DATA SUPPLIED START

PR #831, opened 2014-12-08
Fix crashes for all plugins inheriting from MessageFilter

abencz:
Fix in `MessageFilterDisplay` base class to call the `processMessage` callback via a QT signal. This fixes a bunch of RViz crashes when running RViz as part of rqt.

`MessageFilterDisplay` now keep a shared pointer to a received message, but no additional copies of the data are made.

### DIFF
--- a/src/rviz/message_filter_display.h
+++ b/src/rviz/message_filter_display.h
@@ -60,8 +60,12 @@ public:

DATA SUPPLIED END

### WHAT YOU SHOULD DO
All the data is to be copied over exactly as it stands.

### ANSWER BOX
PR #831, opened 2014-12-08
Fix crashes for all plugins inheriting from MessageFilter

abencz:
Fix in `MessageFilterDisplay` base class to call the `processMessage` callback via a QT signal. This fixes a bunch of RViz crashes when running RViz as part of rqt.

`MessageFilterDisplay` now keep a shared pointer to a received message, but no additional copies of the data are made.

### DIFF
--- a/src/rviz/message_filter_display.h
+++ b/src/rviz/message_filter_display.h
@@ -60,8 +60,12 @@ public:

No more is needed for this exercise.